Task requirements: Starting at the top of the records, output every line through the one that contains "I think the next", keeping each exactly as it appears.
——————————
PR #829, opened 2020-05-04
Segmentation

matthewdeancooper:
Hi Simon, sorry we missed each other today. I was still asleep at 8am :)

Included is the code I've used for training with a few different loss functions to compare (specified in the config file imported in training.py)

I think the next step to take the model further would be to increase the amount of training data that we have access to. After so many epochs (between 60 to 140 depending on which loss function is used) the loss stops improving on the validation set. The DeepMind paper stated around 600 patients. We are currently sitting at about 10 with many of the slices removed due to missing contours.

I think the results look pretty good considering we are using such a small data set and considering that we are using clinical data that has not be tailored for our purpose.


SimonBiggs:
Yup, were you wanting to go down the path of getting more data? I can investigate remote access today if you would like...

examples/protyping/pymedphys-segmentation/training.py
```diff
@@ -0,0 +1,372 @@
...
+import paths as paths
+import tensorflow as tf
+import unet as unet
+
+physical_devices = tf.config.experimental.list_physical_devices("GPU")
+assert len(physical_devices) > 0, "Not enough GPU hardware devices available"
+config = tf.config.experimental.set_memory_growth(physical_devices[0], True)
+
+
+# The meaning of life
```
SimonBiggs, line 26: :)

matthewdeancooper:
From my end that is definately the end goal. However, churning out the
report has to come first. Lets revisit collecting more data in a week or
two.

SimonBiggs:
> From my end that is definately the end goal. However, churning out the report has to come first. Lets revisit collecting more data in a week or two.

Good plan.

PR #1850, opened 2024-04-22
[Stack 1/3] Various maintenance tasks

SimonBiggs:
This PR takes the first steps of:
- Upgrading a range of dependencies, 
- Upgrading to Python to 3.12 (more work on the Python upgrade needed in a follow up PR)
- Cleaning up deprecated recommended extensions
- Updating install docs
- Swapping black and isort out for ruff

There will be two PRs stacked on top of this one, one that completes ruff by applying a ruff fmt across the whole repo and then there will be a third one which aims to fix all the pyright errors with the goal to get us back to green tick CI


.github/workflows/library.yml
```diff
@@ -115,19 +115,13 @@ jobs:
...
-          # 3.10. Instead of doing a full OS python version matrix, instead
-          # just one version is chosen per OS in the hope that that offers a
-          # reasonable trade off between test coverage and CI minutes utilised.
-          # Windows is chosen to be the one using 3.10 since that is known to
-          # work for the docs build. 3.9 and 3.8 are divied up between Ubuntu
-          # and macOS arbitrarily.
+          # Spread the below across the range of supported Python versions.
           - os: "ubuntu"
-            python-version: "3.11"
+            python-version: "3.11" # TODO: Upgrade this to 3.12
```
Matthew-Jennings, line 120: Coming in a later step?

.vscode/settings.json
```diff
@@ -11,26 +11,27 @@
...
-    ]
+    ],
+    "editor.formatOnSave": true,
+    "editor.codeActionsOnSave": {
+      "source.fixAll": "explicit",
+      "source.organizeImports": "explicit"
+    },
+    "editor.defaultFormatter": "charliermarsh.ruff",
+  },
+  "notebook.formatOnSave.enabled": true,
```
Matthew-Jennings, line 30: Even though it's supported, I've struggled with `black` for Jupyter notebooks, at least when autoformatting in VS Code. It sometimes adds excessive whitespace. Have you tried `ruff` specifically for this?

lib/pymedphys/_experimental/plancomplexity/operations.py
```diff
@@ -1,3 +1,5 @@
+# ruff: noqa: E741
```
Matthew-Jennings, line 1: Why not just correct the variable name? `leaf` instead of `l`?

lib/pymedphys/_experimental/quickcheck/__init__.py
```diff
@@ -12,4 +12,6 @@
 # See the License for the specific language governing permissions and
 # limitations under the License.
 
+# ruff: noqa: F401
```
Matthew-Jennings, line 15: Why all the `noqa: E401`s?

lib/pymedphys/_metersetmap/plt/__init__.py
```diff
@@ -12,9 +12,8 @@
 # See the License for the specific language governing permissions and
 # limitations under the License.
 
+# ruff: noqa: F401
```
Matthew-Jennings, line 15: Similarly, why these?

site-specific/farrer-park/mm.py
```diff
@@ -1,3 +1,5 @@
+# ruff: noqa
```
Matthew-Jennings, line 1: Is the idea to `noqa` all site specific content?

Matthew-Jennings (approved):
Comments are minor. Happy to help mop them up if some decision were made due to time constraints.

lib/pymedphys/_experimental/quickcheck/__init__.py
SimonBiggs: Ruff will automatically delete unused imports. This was just to make this not occur within the `__init__` files.

site-specific/farrer-park/mm.py
SimonBiggs: No, just the ones that were failing that I don't want to have to deal with :)

lib/pymedphys/_experimental/plancomplexity/operations.py
SimonBiggs: Essentially I did a "if in _experimental I am not going to do maintenance work on it"

.vscode/settings.json
SimonBiggs: I haven't, but I've heard good things. We can remove if it causes issues.

sjswerdloff (approved):
I understand the switch to ruff (apparently performance is radically better).
But many of the files have it disabled, where they were not disabled before.
Is there an intent to undo those after tidying them up, or is there a reason for each of them?

PR #1853, opened 2024-04-22
Update the Electron Factors baseline | Fixes cypress CI

SimonBiggs:
This is to fix the Cypress CI

---

Heads up @laser47-hue,

It appears either a recent numpy or scipy update has changed the spline fitting algorithm slightly resulting in differences on the order of ~0.5% within the electron factor algorithm.


Matthew-Jennings (commented):
It feels to me like this one probably requires a decent CHANGELOG entry. Even though we're changing the baseline, not the code, it's worth noting *somewhere* that different `scipy` versions will give different results here.

For all I know at least, the electron factors code is used clinically, quite possibly by users who are not pinning dependencies...

Also, are both spline implementations in PyMedPhys' permissable `scipy` version range?

SimonBiggs:
> It feels to me like this one probably requires a decent CHANGELOG entry

Yup, that's a good idea. Will fix.

> Also, are both spline implementations in PyMedPhys' permissable `scipy` version range?

I don't know explicitly what caused this change.

SimonBiggs:
Added entry to changelog, added a loud warning that raises on algo use, and created a GitHub issue for users to report their deviations.

Matthew-Jennings (approved):
LGTM.

PR #1860, opened 2024-05-15
[Stack 2/3] Mosaiq tooling refinements

SimonBiggs:
This PR does three things:

- Changes Mosaiq tooling to be restricted to read-only access only
- Adds a utility that spins up a docker based Mosaiq database from a .bak file
- Due to utilising updated Python typing syntax, updated min Python version to Python 3.10


sjswerdloff (approved):
LGTM

PR #1863, opened 2024-05-17
[Stack 2/n] Refactoring the MOSAIQ mocking component of the library

SimonBiggs:
This PR is all just refactoring, moving the mosaiq mocking out of the test part of the library and into main part of the library itself given its usefulness in its own right.

The PR stacked on top of this one will be the one that is actually making the changes


sjswerdloff (approved):
LGTM

PR #1864, opened 2024-05-20
[Stack 1/n] Extracting from the bak file, uploading approved CSVs

SimonBiggs:
Woo hoo!  We have an expanded Mosaiq database that uses the docker-compose file.

I will make a follow up PR that will make the Claude Streamlit chat app use this docker compose file + CSV files as the default database :)


SimonBiggs:
This is super weird. GitHub is no longer changing the base branch when it merges :(. (Making stacks a bit more painful)

SimonBiggs:
@sjswerdloff, I just need to debug why this has made the Mosaiq tests fail (I'll fix the update tests in a separate PR)

lib/pymedphys/_streamlit/apps/metersetmap/main.py
```diff
@@ -26,7 +26,7 @@
 from pymedphys._imports import pandas as pd
 from pymedphys._imports import plt
 from pymedphys._imports import streamlit as st
-from pymedphys._imports import streamlit_ace, timeago, tomlkit
```
SimonBiggs, line 29: @sjswerdloff, it was streamlit ace that was giving us pain with the IPython autoreload.  As a dependency, it wasn't doing much.  So, I have stripped it out.

docker/mosaiq/docker-compose.yml
```diff
@@ -16,9 +16,9 @@ version: "3.6"
 
 services:
   mosaiq-mssql:
-    image: mcr.microsoft.com/mssql/server:2017-latest
```
SimonBiggs, line 19: I needed to make this change so that the docker file worked on an Ubuntu instance installed within a VM on an aarch64 Mac

sjswerdloff:
I will pull this branch and test it on Monday.
Also, because this was added "on top of" the commits from May (rather than as a new branch), it's awkward for me to see the real diffs between those and the most recent ones, and I don't want to iterate through each commit from today.

SimonBiggs:
The only real changes here are to upload the csv files that were approved, and then make it so that the datetime objects were cast to the right type.

SimonBiggs:
This still hasn't made the changes to streamlit, so I suspect there won't be much to see when you clone it locally, except that running docker compose + pytest works as previous while also including the update CSV files.

lib/pymedphys/_mosaiq/mock/extract_from_bak.py
```diff
@@ -49,11 +49,11 @@ def extract(
     if sa_password is None:
         sa_password = os.getenv("MSSQL_SA_PASSWORD", default=secrets.token_urlsafe())
 
-    # start_mssql_docker_image_with_bak_restore(
-    #     bak_filepath=bak_filepath,
-    #     sa_password=sa_password,
-    #     database_name=database_name,
-    # )
+    start_mssql_docker_image_with_bak_restore(
```
sjswerdloff, line 52: the extract method needs docstring so it's obvious that one needs to pass in an appropriate database name.
The database_name should not have a default, or if it does have one, it shouldn't be PRACTICE (in general, the database name is "MOSAIQ"...)

pyproject.toml
```diff
@@ -73,7 +72,7 @@ shapely = { version = ">=1.7.0", optional = true } # groups = ["user", "all"]
 pylibjpeg-libjpeg = { version = ">=1.3.2", optional = true } # groups = ["user", "all"]
 
 # AI
-anthropic = { version = ">=0.25.3", optional = true } # groups = ["user", "all"]
+anthropic = { version = "0.25.9", optional = true } # groups = ["user", "all"]
```
sjswerdloff, line 75: worth discussing why it's pinned.

sjswerdloff (approved):
The top level where database_name is first passed in needs to be highlighted.
GUI should require user to enter the database name (although MOSAIQ as a default wouldn't be bad).

sjswerdloff:
I figured out how to shift-click the list of commits to review...

sjswerdloff:
stacked PR's can not use squash/merge, apparently.
So this should be merged by "Create a merge commit", and given whoever presses the button is the one named on the commits, I'd rather @SimonBiggs press the button...

pyproject.toml
SimonBiggs: We'll unpin it soon, just opted to pin so that we don't have suprises

lib/pymedphys/_mosaiq/mock/extract_from_bak.py
SimonBiggs: In the follow up PR I didn't even end up using this function.  Let's leave it here as it may have utility, but let's not focus on it too much more for now.  (I definitely need to be [80/20 ing this](https://asana.com/resources/pareto-principle-80-20-rule))

SimonBiggs:
> The top level where database_name is first passed in needs to be highlighted.
GUI should require user to enter the database name (although MOSAIQ as a default wouldn't be bad).

Addressed these comments in this PR:
https://github.com/pymedphys/pymedphys/pull/1868

PR #1867, opened 2024-06-21
Add custom, numba-accelerated 1D, 2D & 3D linear interpolation. 

Matthew-Jennings:
Probably not a strictly necessary PR, but I have been working on this for a local project and figured I might as well do the extra yards and get it into PyMedPhys :) Main idea is to remove the EconForge interpolation dependency. Things to note:

1. Econforge's `interpolation` is currently incompatible with `numba >=0.60.0`. I added pin for now, but will remove if we remove EconForge dependency.

2. Significant speed improvement, even over EconForge

3. Haven't yet observed a speed improvement for `gamma` cases, possibly because the ones I've tried run have few voxels per shell / small shells, so performance is dominated by other code. Will test further.

4. Will flesh out more tests.

This is just a first pass - very keen for feedback!


Matthew-Jennings:
@SimonBiggs, @sjswerdloff, do either of you know why [this error](https://github.com/pymedphys/pymedphys/actions/runs/9637168080/job/26575987123#step:14:41) is occurring in the CI? Note that `streamlit` decorators seem to work okay. (e.g., [here](https://github.com/pymedphys/pymedphys/blob/530754c15620608c394d819a12c5b74c8df05cee/lib/pymedphys/_streamlit/apps/metersetmap/_mosaiq.py#L25))

SimonBiggs:
The clean tests are to make sure that the CLI commands work even if optional dependencies aren't installed.  Did you import these optionals via pymedphys._imports?

SimonBiggs:
If you want to test this locally, uninstall all optional dependencies and the run `pymedphys --help` and verify that it works.

Matthew-Jennings:
> The clean tests are to make sure that the CLI commands work even if optional dependencies aren't installed. Did you import these optionals via pymedphys._imports?

Yep:
```python
from pymedphys._imports import numba as nb, numpy as np, plt, scipy, interpolation
```

I think it doesn't like the decorator. The CI was originally complaining about `numpy` before `numba` and I fixed this by converting the `np.ndarray` type hints to strings. Maybe the same phenomenon that flags non-string type hints is flagging the decorator?

SimonBiggs:
You could make it so that this file only gets imported within the function
that uses it? (Instead of being imported at the top of the file?)

Matthew-Jennings:
Having a bit of trouble keeping notebook inputs in docs, so as a speed comparison:

image

RFR I think. I intend to flesh out docs but figure now is a good time for second opinions before I overcommit early.

lib/pymedphys/__init__.py
```diff
@@ -6,6 +6,8 @@
 from ._data import data_path, zenodo_data_paths, zip_data_paths
 from ._delivery import Delivery
 from ._gamma.implementation.shell import gamma_shell as gamma
+
+# from ._interp.interp import interp3d, multilinear_interp
```
Matthew-Jennings, line 10: Uncommenting this line breaks the "clean test"(see [here](https://github.com/pymedphys/pymedphys/actions/runs/9660339581/job/26645696467#step:14:12)). It would be nice to have the underlying functions more easily runnable by users, but unsure how to facilitate / address that error. Could use some help!

lib/pymedphys/_interp/interp.py
```diff
@@ -0,0 +1,331 @@
...
+        c1 = c01 * (1 - wx) + c11 * wx
+
+        values_interp[i] = c0 * (1 - wy) + c1 * wy
+
+    return values_interp
+
+
+@nb.njit(parallel=True, fastmath=True, cache=True)
+# pylint: disable=invalid-name
+def interp3d(axes_known, values, points_interp, extrap_fill_value=np.nan):
```
SimonBiggs, line 153: Key would be to make a wrapper function that only needs the nb import for njit when the function is called for the first time. Approach:

```python
from functools import cache

@cache
def _get_interp3d():
    @nb.njit(parallel=True, fastmath=True, cache=True)
    # pylint: disable=invalid-name
    def _interp3d(axes_known, values, points_interp, extrap_fill_value=np.nan):
        ...

    return _interp3d

def interp3d(axes_known, values, points_interp, extrap_fill_value=np.nan):
    _interp3d = _get_interp3d()
    return _interp3d(axes_known=axes_known, values=values, points_interp=points_interp, extrap_fill_value=extrap_fill_value)
```

lib/pymedphys/__init__.py
SimonBiggs: I suspect this should fix your issue:

https://github.com/pymedphys/pymedphys/pull/1867/files/75b76f880fc3f47ee862010a5d560cb3ec921361#r1652509093

CHANGELOG.md
```diff
@@ -9,6 +9,14 @@ This project adheres to
...
 ## [Unreleased]
 
+- PyMedPhys now includes its own custom, `numba`-accelerated implementation of
+  multilinear interpolation. This was implemented for the following reasons:
+    - The PyMedPhys implementation gives a 5-8x speed boost over EconForge's
+     `interplation` and 10-70x over Scipy's `RegularGridInterpolator`
+    - At the time of writing, EconForge's `interplation` appears incompatible
+      with `numba>=0.60`.
+    - Removing an additional dependency (namely, EconForge's `interpolation`)
+      is generally better for maintenance, all else equal.
```
SimonBiggs, line 19: ❤️

SimonBiggs (approved):
Beautiful stuff @Matthew-Jennings 😄

SimonBiggs:
Btw @Matthew-Jennings, this reminds me of some of the amazing work that @darcymason was doing to port EGSnrc over to Python and have it be sped up via GPUs with numba's cuda module:

https://github.com/darcymason/egsnrc/blob/0786ff36b4975a291e7980c7598ec27903c5d9d1/src/egsnrc/config.py#L2

You two might want to have a chin wag :)

lib/pymedphys/_interp/interp.py
```diff
@@ -0,0 +1,386 @@
...
+
+
+def interp_scipy(
+    axes_known,
+    values,
+    axes_interp: Sequence["np.ndarray"] = None,
+    points_interp: "np.ndarray" = None,
+    keep_dims=False,
+    bounds_error=True,
+    extrap_fill_value=None,
```
Matthew-Jennings, line 287: @SimonBiggs, I had a similar issue where the clean test complained about missing `numpy` due to `np.nan` default parameter values. Is using None and setting in the function a reasonable workaround?

SimonBiggs: Yup, that's perfect

SimonBiggs (approved):
LGTM absolutely gorgeous :)

PR #1868, opened 2024-06-23
[Stack 2/n] Simplify streamlit

SimonBiggs:
This simplifies streamlit, and it appears to be working relatively well.

This is the one @sjswerdloff, if you want to download it and take it for a spin.

---

Of note, out of the box this app is only configured to work with the database name configured here:
https://github.com/pymedphys/pymedphys/blob/5c214c7e83bd490a12a01a32f32d03eeecb0a38e/lib/pymedphys/_mosaiq/mock/from_csv.py#L23

I suspect until we have the anonymisation workflow built in, it may be best to have that database name be the one that is used out of the box.

---

Steps:
- Start the Mosaiq SQL server with docker using docker compose
- Start the streamlit app
- Click the "Fill database with CSV records" button:

image
 
- Set your concurrents to 20 within the `Anthropic API concurrency limit`
- Have a conversation :)

---

There is room for significant improvement now that we have a better model released (again). I suspect it will go significantly faster and be a further improvement if the top level model is given three tools:
- Search for tables (which will call a haiku model to select a table)
- Get column names for a given table
- Execute SQL

But, we'll need to leave that for later.


SimonBiggs:
Also @sjswerdloff, absolutely feel free to tweak this streamlit in subsequent PRs if there are configuration things that you'd like to expose to the user.

lib/pymedphys/_ai/sql_agent/conversation.py
```diff
@@ -335,100 +159,65 @@ async def mosaiq_sql_agent(sub_agent_prompt: str):
...
+        messages=messages_to_submit,
     )
 
-    matches = re.findall(CREATE_TASK_PATTERN, response)
+    messages.append(api_response.to_dict())
 
-    for match in matches:
-        if not isinstance(match, tuple):
-            continue
+    if api_response.stop_reason == "tool_use":
```
sjswerdloff, line 191: is this an error condition/situation?

lib/pymedphys/_experimental/streamlit/apps/mosaiq_claude_chat/app.py
```diff
@@ -49,46 +42,62 @@
...
         )
-        if st.button("Start demo MOSAIQ server from .bak file"):
-            start_mssql_docker_image_with_bak_restore(
-                bak_filepath=bak_filepath,
-                sa_password=os.getenv("MSSQL_SA_PASSWORD"),
-            )
 
-    for message in messages:
-        write_message(message["role"], message["content"])
+        if st.button("Remove last message"):
```
sjswerdloff, line 55: Does removing a previous message just affect the display to the user and the transcript, or does this "roll back" the conversation (e.g. un-ask a question, or eliminate a previous assertion on the part of the human/user).

sjswerdloff (approved):
LGTM and I was able to install and run on Windows 11 using Podman (instead of docker).
I was able to get it to run on MacOS on Arm/Apple Silicon, but there were problems with pymssql and the API to earlier versions of pymssql that work don't include the read_only parameter.

lib/pymedphys/_ai/sql_agent/conversation.py
SimonBiggs: Not an error situation, instead this is a case where the model has requested to call a tool that we have defined.

lib/pymedphys/_experimental/streamlit/apps/mosaiq_claude_chat/app.py
SimonBiggs: This quite literally unasks the previous question.  Removing 1 can be used to re-roll the ai response. Removing 2 lets you ask something different.

PR #1884, opened 2024-12-21
0.41.0 Release

Matthew-Jennings:
Hi all,

Finally getting around to closing #1876 

Unfortunately (kind of), many other PRs have been merged since 0.40.0 without corresponding CHANGELOG entries (though some may not need them). Can the people tagged next to PRs below review and either:

1. Confirm no CHAGNELOG entry required, or

2. Add a CHANGELOG entry if one is required.

In future, we should probably make it a hard requirement to either add a changelog entry or confirm one not needed to merge a PR

Merged PRs since last release:
- #1831
  - probably not needed
  
- #1832
  - add news?
  
- #1836, #1837, #1838, #1840 
  - I'm not sure we made enough progress on Claude's response to issues/PRs to be mentioning it in release notes, but open to thoughts
  
- #1846 
  - @sjswerdloff?
  
- #1847
  - @SimonBiggs, @sjswerdloff?

- #1848
  - @laser47-hue , @sjswerdloff  

- #1850, #1851, #1852
  - @SimonBiggs?

- #1853 
  - Changelog entry present.

- #1855
  - @SimonBiggs 

- #1859, #1860, #1863 
  - @SimonBiggs , @sjswerdloff ?

- #1864 
  - @SimonBiggs ?

- #1865 
  - @SimonBiggs ?+

- #1867 
  - Changelog entry is present

- #1868
  - @SimonBiggs 

- #1881
  - @mivermeu, @sjswerdloff 

- #1882 
  - @sjswerdloff , @pchlap

PR #1885, opened 2024-12-22
DICOM RT visualisation

Matthew-Jennings:
I thought this would be a nice tool to have to:

- Enhance the user's gamma experience if eventually it is expanded to interactively plot gamma data
- Help showcase future DVH work, e.g.:
  - structure interpolation
  - dose/ct interpolation?
  - end capping,
  - etc.

I've spent a fair bit of time trying to make this pretty snappy, with some success (at least on my PC!) You can test it out by running:

```bash
poetry run streamlit run \<path-to-pymedphys>\pymedphys\lib\pymedphys\_experimental\dicomrtvisualisation\visualise.py
```

Screenshot:
image


Matthew-Jennings:
(Expecting this to land after #1884 , hence the CHANGELOG update, etc.

Matthew-Jennings:
This is probably ready enough, at least for experimental.

Thoughts on requirements for making non-experimental? Other than docs.

SimonBiggs:
My recommendation for migrating a frontend app like this out of experimental would be for it to have been dogfooded within your organisation by multiple people over order months as well as including at least one e2e streamlit test that captures a core interface utility with a relevant baseline.

Matthew-Jennings:
> My recommendation for migrating a frontend app like this out of experimental would be for it to have been dogfooded within your organisation by multiple people over order months as well as including at least one e2e streamlit test that captures a core interface utility with a relevant baseline.

Fair enough.

None of that is going to happen on my end, haha. But no issue with it being in experimental.

.github/workflows/library.yml
```diff
@@ -327,7 +327,7 @@ jobs:
       - name: Install and run pyright
         if: matrix.task == 'pyright'
         run: |
-          npm install -g pyright
+          npm install -g pyright@1.1.386
```
sjswerdloff, line 330: Any particular reason for this version?  Current version is 1.1.393.
If there's a reason for pinning, I prefer to put in a comment explaining why (I don't think an explanation is needed for keeping less than a Major version, the implication with Major version change is an API change).

lib/pymedphys/_version.py
```diff
@@ -1,5 +1,5 @@
 # DO NOT EDIT THIS FILE!
 # This file has been autogenerated by `poetry run pymedphys dev propagate`
 
-version_info = [0, 41, 0, "dev0"]
-__version__ = "0.41.0-dev0"
+version_info = [0, 41, 0]
```
sjswerdloff, line 4: this suggests that something needs to change in a configuration file to bump up to 0, 42, 0, "dev0"

lib/pymedphys/docs/_config.yml
```diff
@@ -4,17 +4,19 @@ copyright: "2018-2021"
 logo: img/pymedphys.svg
 execute:
   execute_notebooks: cache
-parse:
-  myst_extended_syntax: true
+# parse:
```
sjswerdloff, line 7: why did this have to be commented out?  Was this part of the 0.41 release and already discussed?

pyproject.toml
```diff
@@ -1,6 +1,6 @@
 [tool.poetry]
 name = "pymedphys"
-version = "0.41.0-dev0"
+version = "0.41.0"
```
sjswerdloff, line 3: bump to 0.42.0-dev0? or is this automated (sorry, been a while).

sjswerdloff (changes requested):
I think we need to make whatever change is required so that the version will be 0.42.0-dev0, but other than that, wow, this is really handy.
I tried it out on some sample data I had lying around (it's on Zenodo as well), and it was incredibly fast (Apple M1 MacBook Pro).

lib/pymedphys/docs/_config.yml
Matthew-Jennings: Sorry, I think I was trying to resolve some of the documentation warnings that sphinx throws when building. You know, for funsies. But didn't really get anywhere, and really should've been working on a different branch. I've reverted those changes.

Matthew-Jennings:
> I think we need to make whatever change is required so that the version will be 0.42.0-dev0, but other than that, wow, this is really handy. I tried it out on some sample data I had lying around (it's on Zenodo as well), and it was incredibly fast (Apple M1 MacBook Pro).

I think I've made all the necessary changes. Sorry for that version miss!

I'm glad to read you liked it!

sjswerdloff (approved):
LGTM

PR #1889, opened 2025-02-09
Get mosaiq schedule, updated from original PR from @mchamberland 

sjswerdloff:
@mchamberland I have brought this up to date with main, but I didn't try to push this in to your own social fork.
If you have some mock data that you can provide to populate the table you wanted to work with ("Schedule"), that seems to be where things were left off.
If you have a test phantom or equivalent that you schedule (or can schedule):
select * from Schedule where PAT_ID1 = <the pat_id1 value for that patient>

To figure out what the PAT_ID1 is you can try:
select PAT_ID1, IDA from Ident where IDA = <the MR# which is the DICOM Patient ID>

For example:
select PAT_ID1, IDA from Ident where IDA = "PhysicsPhant123"

which might return something like
10345, PhysicsPhant123

and then you would use:

select * from Schedule where PAT_ID1 = 10345

You can merge this in to your own fork and push back up, or attach a CSV in the conversation here that I would then download and put in to this PR (I'd need to add the patient information in to some of the other CSVs).

You've put in a lot of effort, so I'd like to see that good put to good use.
If you don't have access to MOSAIQ schedule data that doesn't include any private health information, maybe you could ask a friend/colleague who does?


mchamberland:
@sjswerdloff  thanks! That's a good idea to use one of our test patients. Thanks for the pointers, this will be useful. This part of the task felt a little daunting, but I think I can get something together...

sjswerdloff:
> @sjswerdloff thanks! That's a good idea to use one of our test patients. Thanks for the pointers, this will be useful. This part of the task felt a little daunting, but I think I can get something together...

@mchamberland any progress on this?

PR #1900, opened 2025-02-25
update claude workflow to use most current sonnet (which is probably …

sjswerdloff:
…"better" than opus and cheaper)

also point to sjswerdloff personal API key environment


Matthew-Jennings (approved):
LGTM

PR #121, opened 2021-09-08
Ignore shebang at the top of source files

lwronski:


alexarchambault (approved):
Let's merge, we can always think of more complex cases later (if ever there are some).

PR #123, opened 2021-09-09
Update Scala to 3.0.2

alexarchambault:


alexarchambault:
The Ammonite version here isn't published for all Scala versions we support, so CI is going to be red. https://github.com/com-lihaoyi/Ammonite/pull/1215 should fix that.

PR #130, opened 2021-09-13
Add export command

alexarchambault:


alexarchambault:
This is still a bit of a work in progress, but basic export to sbt works. Export to Mill is missing, and more options could be handled (see the `TODO`s in `Sbt.scala`).

PR #132, opened 2021-09-14
Accept github gists

lwronski:


modules/build/src/main/scala/scala/build/Inputs.scala
```diff
@@ -217,41 +222,50 @@ object Inputs {
     cwd: os.Path,
     directories: Directories,
     baseProjectName: String,
-    download: String => Either[String, Array[Byte]],
+    download: String => Either[String, List[UrlPath]],
```
alexarchambault: I think we shouldn't need to change that, and add `UrlPath`, here. The `Array[Byte]` could be changed to `os.Path` if needed, but that would only be a nice-to-have (see my comment below).

modules/build/src/main/scala/scala/build/Inputs.scala
```diff
@@ -217,41 +222,50 @@ object Inputs {
...
+          Right(Seq(VirtualScript(stdinOpt0.get, "<stdin>", os.sub / "stdin.sc")))
         else if (arg.contains("://"))
-          download(arg).map { content =>
-            val wrapperPath = {
-              val u = new URI(arg) // FIXME Ignore parsing errors?
-              val it = Option(u.getScheme).iterator ++
-                Option(u.getAuthority).iterator ++
-                Option(u.getPath).iterator.flatMap(_.split('/').iterator)
-              os.sub / it.filter(_.nonEmpty).toVector
+          download(arg).map { files =>
```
——————————
Answer for the task:
PR #829, opened 2020-05-04
Segmentation

matthewdeancooper:
Hi Simon, sorry we missed each other today. I was still asleep at 8am :)

Included is the code I've used for training with a few different loss functions to compare (specified in the config file imported in training.py)

I think the next step to take the model further would be to increase the amount of training data that we have access to. After so many epochs (between 60 to 140 depending on which loss function is used) the loss stops improving on the validation set. The DeepMind paper stated around 600 patients. We are currently sitting at about 10 with many of the slices removed due to missing contours.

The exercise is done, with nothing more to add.